Randell was born in Sydney and was the youngest of three sons, the others being Reg and Norm. The family lived for a time in Western Australia but eventually settled in Sydney.

Randell attended Marist Brothers School in North Sydney. He left school at the age of 14, and went to work as an office boy in a Sydney finance office.

===Early career===
Aged fourteen, Randell participated in a few sketches at a social acting club and did an unpaid job for radio station 2UE. He made his first professional appearance for the ABC at 14 for the Children's Sessions. He soon started acting regularly on children's serials. After eight months, Randell quit his office job to concentrate on acting.

He soon established himself as a leading male juvenile for radio, acting for 2KY Players, George Edwards, BAP and on Lux Playhouse. He also worked as a compère for variety shows, in particular with Jack Davey and did a two-man revue with Lloyd Lamble. He worked in both Sydney and Melbourne.

Randell made his legitimate stage debut aged 19, in a production of Quiet Wedding at the Minerva Theatre in Sydney. Randell later joked, "I moved out of radio and back into theatre because I was becoming a left-hand actor. I would hold the script in my right hand and do all my acting with my left hand."

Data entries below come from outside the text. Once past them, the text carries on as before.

PR #6434, opened 2024-02-19
Introduced schema to the check of the migrations table

joaorb2:
What: database_schema included on the check for the migrations;
Why: because when running the application against a different schema from the public one, it searches for the migrations on the public schema and not on the new specified schema;
How: Including the namespace of the schema on the "Select * from migrations" query;
Testing: change your public schema to "test_schema", for example, connect to the new schema and reproduce the error.


riqwan:

PR #6435, opened 2024-02-19
Feat(order): order changes

carlos-r-l-rodrigues:
What:
 - Order DB schema migration
 - BigNumberField Decorator
  
order_schema

### DIFF
--- a/packages/admin-next/dashboard/src/lib/currencies.ts
+++ b/packages/admin-next/dashboard/src/lib/currencies.ts
@@ -298,7 +298,7 @@ export const currencies: Record<string, CurrencyInfo> = {
   INR: {
     code: "INR",
     name: "Indian Rupee",
-    symbol_native: "টকা",
+    symbol_native: "₹",
     decimal_digits: 2,
   },
   IQD: {
--- a/packages/admin-ui/ui/src/utils/currencies.ts
+++ b/packages/admin-ui/ui/src/utils/currencies.ts
@@ -448,7 +448,7 @@ export const currencies: CurrenciesType = {
   INR: {
     symbol: "Rs",
     name: "Indian Rupee",
-    symbol_native: "টকা",
+    symbol_native: "₹",
     decimal_digits: 2,
     rounding: 0,
     code: "INR",
--- a/packages/fulfillment/integration-tests/__tests__/fulfillment-module-service.spec.ts
+++ b/packages/fulfillment/integration-tests/__tests__/fulfillment-module-service.spec.ts
@@ -13,7 +13,7 @@ import {
   UpdateServiceZoneDTO,
 } from "@medusajs/types"
 import { GeoZoneType } from "@medusajs/utils"
-import { moduleIntegrationTestRunner, SuiteOptions } from "medusa-test-utils"
+import { SuiteOptions, moduleIntegrationTestRunner } from "medusa-test-utils"
 
 jest.setTimeout(100000)
 
@@ -1004,19 +1004,24 @@ moduleIntegrationTestRunner({
             )
 
             const updatedFulfillmentSets = await service.update(updateData)
+            const fullfillmentSets = await service.list({
+              id: updateData.map((ud) => ud.id),
+            })
 
             expect(updatedFulfillmentSets).toHaveLength(2)
 
-            let i = 0
             for (const data_ of updateData) {
-              expect(updatedFulfillmentSets[i]).toEqual(
+              const currentFullfillmentSet = fullfillmentSets.find(
+                (fs) => fs.id === data_.id
+              )
+
+              expect(currentFullfillmentSet).toEqual(
                 expect.objectContaining({
-                  id: createdFulfillmentSets[i].id,
+                  id: data_.id,
                   name: data_.name,
                   type: data_.type,
                 })
               )
-              ++i
             }
           })
 
--- a/packages/medusa/src/utils/currencies.ts
+++ b/packages/medusa/src/utils/currencies.ts
@@ -444,7 +444,7 @@ export const currencies: Record<string, Currency> = {
   INR: {
     symbol: "Rs",
     name: "Indian Rupee",
-    symbol_native: "টকা",
+    symbol_native: "₹",
     decimal_digits: 2,
     rounding: 0,
     code: "INR",
--- a/packages/tax/integration-tests/__tests__/index.ts
+++ b/packages/tax/integration-tests/__tests__/index.ts
@@ -92,4 +92,50 @@ describe("TaxModuleService", function () {
       ])
     )
   })
+
+  it("should create a tax rate rule", async () => {
+    const [region] = await service.createTaxRegions([
+      {
+        country_code: "US",
+        default_tax_rate: {
+          name: "Test Rate",
+          rate: 0.2,
+        },
+      },
+    ])
+
+    const rate = await service.create({
+      tax_region_id: region.id,
+      name: "Shipping Rate",
+      rate: 8.23,
+    })
+
+    await service.createTaxRateRules([
+      {
+        tax_rate_id: rate.id,
+        reference: "product",
+        reference_id: "prod_1234",
+      },
+    ])
+
+    const listedRules = await service.listTaxRateRules(
+      {},
+      {
+        relations: ["tax_rate"],
+      }
+    )
+    expect(listedRules).toEqual(
+      expect.arrayContaining([
+        expect.objectContaining({
+          reference: "product",
+          reference_id: "prod_1234",
+          tax_rate: expect.objectContaining({
+            tax_region_id: region.id,
+            name: "Shipping Rate",
+            rate: 8.23,
+          }),
+        }),
+      ])
+    )
+  })
 })
--- a/packages/tax/src/models/index.ts
+++ b/packages/tax/src/models/index.ts
@@ -1,2 +1,3 @@
 export { default as TaxRate } from "./tax-rate"
 export { default as TaxRegion } from "./tax-region"
+export { default as TaxRateRule } from "./tax-rate-rule"
--- a/packages/tax/src/models/tax-rate-rule.ts
+++ b/packages/tax/src/models/tax-rate-rule.ts
@@ -1,0 +1,55 @@
+import {
+  Cascade,
+  Entity,
+  ManyToOne,
+  PrimaryKey,
+  PrimaryKeyProp,
+  Property,
+} from "@mikro-orm/core"
+import TaxRate from "./tax-rate"
+
+const TABLE_NAME = "tax_rate_rule"
+
+const taxRateIdIndexName = "IDX_tax_rate_rule_tax_rate_id"
+
+@Entity({ tableName: TABLE_NAME })
+export default class TaxRateRule {
+  @PrimaryKey({ columnType: "text" })
+  tax_rate_id!: string
+
+  @PrimaryKey({ columnType: "text" })
+  reference_id!: string;
+
+  [PrimaryKeyProp]?: ["tax_rate_id", "reference_id"]
+
+  @Property({ columnType: "text" })
+  reference: string
+
+  @ManyToOne(() => TaxRate, {
+    fieldName: "tax_rate_id",
+    index: taxRateIdIndexName,
+    cascade: [Cascade.REMOVE, Cascade.PERSIST],
+  })
+  tax_rate: TaxRate
+
+  @Property({ columnType: "jsonb", nullable: true })
+  metadata: Record<string, unknown> | null = null
+
+  @Property({
+    onCreate: () => new Date(),
+    columnType: "timestamptz",
+    defaultRaw: "now()",
+  })
+  created_at: Date
+
+  @Property({
+    onCreate: () => new Date(),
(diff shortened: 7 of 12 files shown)


packages/order/src/migrations/Migration20240219102530.ts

Most of his stage work at this time was done at the Minerva Theatre, including performances in Of Mice and Men. Randell stated police were ready to arrest the cast of Of Mice and Men because the play featured the word "whorehouse". "Fortunately we received a standing ovation and the police decided in the circumstances not to make any arrests." As late as 1974, Randell would say this was his favourite performance.

In 1943 he was cast in an Australian wartime propaganda film South West Pacific (1943). Unable to serve because he was suffering tuberculosis (although he also claimed it was due to sinus trouble), he travelled to the US in mid 1943 and sought treatment at the Mayo Clinic.

===US visit===
In San Francisco he was cast in a stage play with Nancy Carroll. He also appeared on radio with Robert Young in Transport for Adams.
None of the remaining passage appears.